Geometric intuition for the tensor product of vector spaces

Solution 1:

Well, this may not qualify as "geometric intuition for the tensor product", but I can offer some insight into the tensor product of line bundles.

A line bundle is a very simple thing -- all that you can "do" with a line is flip it over, which means that in some basic sense, the Möbius strip is the only really nontrivial line bundle. If you want to understand a line bundle, all you need to understand is where the Möbius strips are.

More precisely, if $X$ is a line bundle over a base space $B$, and $C$ is a closed curve in $B$, then the preimage of $C$ in $X$ is a line bundle over a circle, and is therefore either a cylinder or a Möbius strip. Thus, a line bundle defines a function $$ \varphi\colon \;\pi_1(B)\; \to \;\{-1,+1\} $$ where $\varphi$ maps a loop to $-1$ if its preimage is a Möbius strip, and maps a loop to $+1$ if its preimage is a cylinder.
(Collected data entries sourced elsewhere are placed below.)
Issue #864, opened 2022-12-08
Resource declaration: `this` in constructor and inflight fields


staycoolcall911:
https://github.com/winglang/wing/blob/main/docs/04-reference/winglang-spec.md#33-resources

This was split from #467 to represent what we need for the [TODO app epic](https://github.com/winglang/wing/pull/656).

- [x] support `this` in the constructor
- [ ] #1596

ekeren:
What would be a good use case for inflight fields? 

@eladb/ @Chriscbr ?

Chriscbr:
@ekeren

`queue.approx_size` is an inflight field

ekeren:
> queue.approx_size is an inflight field

@Chriscbr , I am assuming it is a getter that gets calculated on the actual resource.... not an actual QueueClient field 

I was thinking about a use case to save some actual field that store a value on the client

yoav-steinberg:
> I was thinking about a use case to save some actual field that store a value on the client

`queue._cached_approx_size` which isn't updated on each access if the getter is called too frequently.

ekeren:
created a ticket for inflight fields

Issue #542, opened 2022-11-11
Resource declaration: JSify inflight methods


yoav-steinberg:
wingc currently doesn't JSify inflight methods as inflight code (into some JS file to be used as an inflight asset). Instead it just treats them as preflight methods. This makes creating resources with inflight code useless.

Here: https://github.com/winglang/wing/blob/572499b6b20b14bb68daee56474461d10e09c23a/libs/wingc/src/jsify.rs#L359-L386 you can see inflight methods aren't handled specially.

So this:
```
resource R {
  init() {}
  ~inf() {}
}
```
turns into this (notice `inf` is treated as a preflight method):
```js
class R  {
  constructor() {}
  inf() {}
}
```
Which is a bug.
-------------------------------------------------------------
Sub tasks list by @yoav-steinberg:
- [ ] 1. Support resource initialization in wing (access `this` from `init`).
    - [x] 1. At first with no verification that all fields are initialized.  ** p1 **
    - [ ] 2. #1446 ** p2 **
- [ ] 2. JSIfy inflight and preflight for custom resources.
    - [x] 1. First assume all captures are resources and are passed via constructor.  ** p1 **
    - [x] 2. #1519 ** p1 **
    - [ ] 3. #1447 ** p2 **
- [ ] 3. Binding metadata phases (policy metadata):
    - [x] 1. All methods of resource are marked as used.
    - [ ] 2. #76 ** p1 **
    - [ ] 3. Basic CFA (control flow analysis) for generating the binding metadata. Compiler error (unless custom binding metadata is provided). At this phase we don’t allow stuff like variable assignments, passing a resource as an argument, returning a resource… 
    	#1449 ** p1 **
    - [ ] 4. More advanced CFA (this can be multiple stages). ** p2 **
- [ ] 4. Generate custom resources from inflight ~functions~ closures (until this is done we need to manually create resources that adhere to the required wingsdk interface). 
	#1448  ** p2 **
- [ ] 5. Support importing JSII interfaces (so we can understand stuff like IFunctionHandler).
	- [ ] #123  ** p1 **
	- [x] #1024  ** p1 **

staycoolcall911:
Closing since all sub tasks have an issue.

PR #1008, opened 2022-12-30
fix(compiler): support for `this` in resource/class init

yoav-steinberg:
This is the bare minimum just to make `init` useful. We still don't have verification that all fields are initialized etc.
See #542 
See #864

```wing
bring cloud;

resource R {
  name: str;

  init(name: str) {
    this.name = name; // This should now work, before `this` was an unknown symbol
  }
}

let r = new R("foo");
```

### DIFF
--- a/examples/tests/valid/resource.w
+++ b/examples/tests/valid/resource.w
@@ -5,3 +5,6 @@ resource R {
     this.name = name;
   }
 }
+
+let res = new R("Arr");
+print(resource.name);
--- a/examples/tests/valid/resource.w
+++ b/examples/tests/valid/resource.w
@@ -1,0 +1,7 @@
+resource R {
+  name: str;
+  
+  init(name: str) {
+    this.name = name;
+  }
+}
--- a/examples/tests/valid/resource.w
+++ b/examples/tests/valid/resource.w
@@ -7,4 +7,4 @@ resource R {
 }
 
 let res = new R("Arr");
-print(resource.name);
+print(res.name);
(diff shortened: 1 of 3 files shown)


MarkMcCulloh (changes requested):
Looks good 👍 just needs a test

yoav-steinberg:
> Looks good +1 just needs a test

Sure thing. Test added.

examples/tests/valid/resource.w
```diff
@@ -0,0 +1,7 @@
+resource R {
+  name: str;
+  
+  init(name: str) {
+    this.name = name;
+  }
+}
```
MarkMcCulloh, line 7: Maybe add something like this to ensure it's running the constructor as expected

```suggestion
resource R {
  name: str;
  
  init(name: str) {
    this.name = name;
  }
}

let res = new R("Arr");
print(resource.name);
```

libs/wingc/src/type_check.rs
```diff
@@ -1304,6 +1305,17 @@ impl<'a> TypeChecker<'a> {
 				// Create constructor environment and prime it with args
 				let mut constructor_env = SymbolEnv::new(Some(env), constructor_sig.return_type, false, env_flight, stmt.idx);
 				self.add_arguments_to_env(&constructor.parameters, constructor_sig, &mut constructor_env);
+				// Prime the constructor environment with `this`
```
eladb, line 1308: Is `this` also supported within methods?

yoav-steinberg: That's already working.

eladb (approved):

MarkMcCulloh (approved):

It's not too hard to see that $\varphi$ is actually a homomorphism, where $\{-1,+1\}$ forms a group under multiplication. This homomorphism completely determines the line bundle, and there are no restrictions on the function $\varphi$ beyond the fact that it must be a homomorphism. This makes it easy to classify line bundles on a given space.

Now, if $\varphi$ and $\psi$ are the homomorphisms corresponding to two line bundles, then the tensor product of the bundles corresponds to the algebraic product of $\varphi$ and $\psi$, i.e. the homomorphism $\varphi\psi$ defined by $$ (\varphi\psi)(\alpha) \;=\; \varphi(\alpha)\,\psi(\alpha). $$ Thus, the tensor product of two bundles only "flips" the line along the curve $C$ if exactly one of $\varphi$ and $\psi$ flip the line (since $-1\times+1 = -1$).
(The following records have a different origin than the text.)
PR #1021, opened 2023-01-02
fix(compiler): constants for wingsdk resource names and other cleanups

yoav-steinberg:
All constants for wingsdk resource names are now define in a single place in _lib.rs_. Also use nested lookup function to get these types from the env when needed.

Also in this PR there's a non related fix for correctly handling unknown builtin types in the return value of a closure during parsing. Before this paniced:
```wing
let a = (): Set<str> => {
}
```
Now it report an error:
```
Error at ../../tmp/tmp.w:1:13 | builtin container type 'Set' is not supported yet see https://github.com/winglang/wing/issues/530
```

### DIFF
--- a/libs/wingc/src/type_check/jsii_importer.rs
+++ b/libs/wingc/src/type_check/jsii_importer.rs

In the example you give involving the torus, one of the pullbacks flips the line as you go around in the longitudinal direction, and the other flips the line as you around in the meridional direction:

Therefore, the tensor product will flip the line when you go around in either direction:

So this gives a geometric picture of the tensor product in this case.

Incidentally, it turns out that the following things are all really the same:

1. Line bundles over a space $B$

2. Homomorphisms from $\pi_1(X)$ to $\mathbb{Z}/2$.

3. Elements of $H^1(B,\mathbb{Z}/2)$.

In particular, every line bundle corresponds to an element of $H^1(B,\mathbb{Z}/2)$. This is called the Stiefel-Whitney class for the line bundle, and is a simple example of a characteristic class.

Edit: As Martin Brandenburg points out, the above classification of line bundles does not work for arbitrary spaces $B$, but does work in the case where $B$ is a CW complex.

Solution 2:

Good question. My personal feeling is that we gain true geometric intuition of vector spaces only once norms/inner products/metrics are introduced. Thus, it probably makes sense to consider tensor products in the category of, say, Hilbert spaces (maybe finite-dimensional ones at first). My geometric intuition is still mute at this point, but I know that (for completed tensor products) we have an isometric isomorphism $$ L^2(Z_1) \otimes L^2(Z_2) \cong L^2(Z_1 \times Z_2) $$
where $Z_i$'s are measure spaces. In the finite-dimensional setting one, of course, just uses counting measures on finite sets. From this point, one can at least rely upon analytic intuition for the tensor product (Fubini theorem and computation of double integrals as iterated integrals, etc.).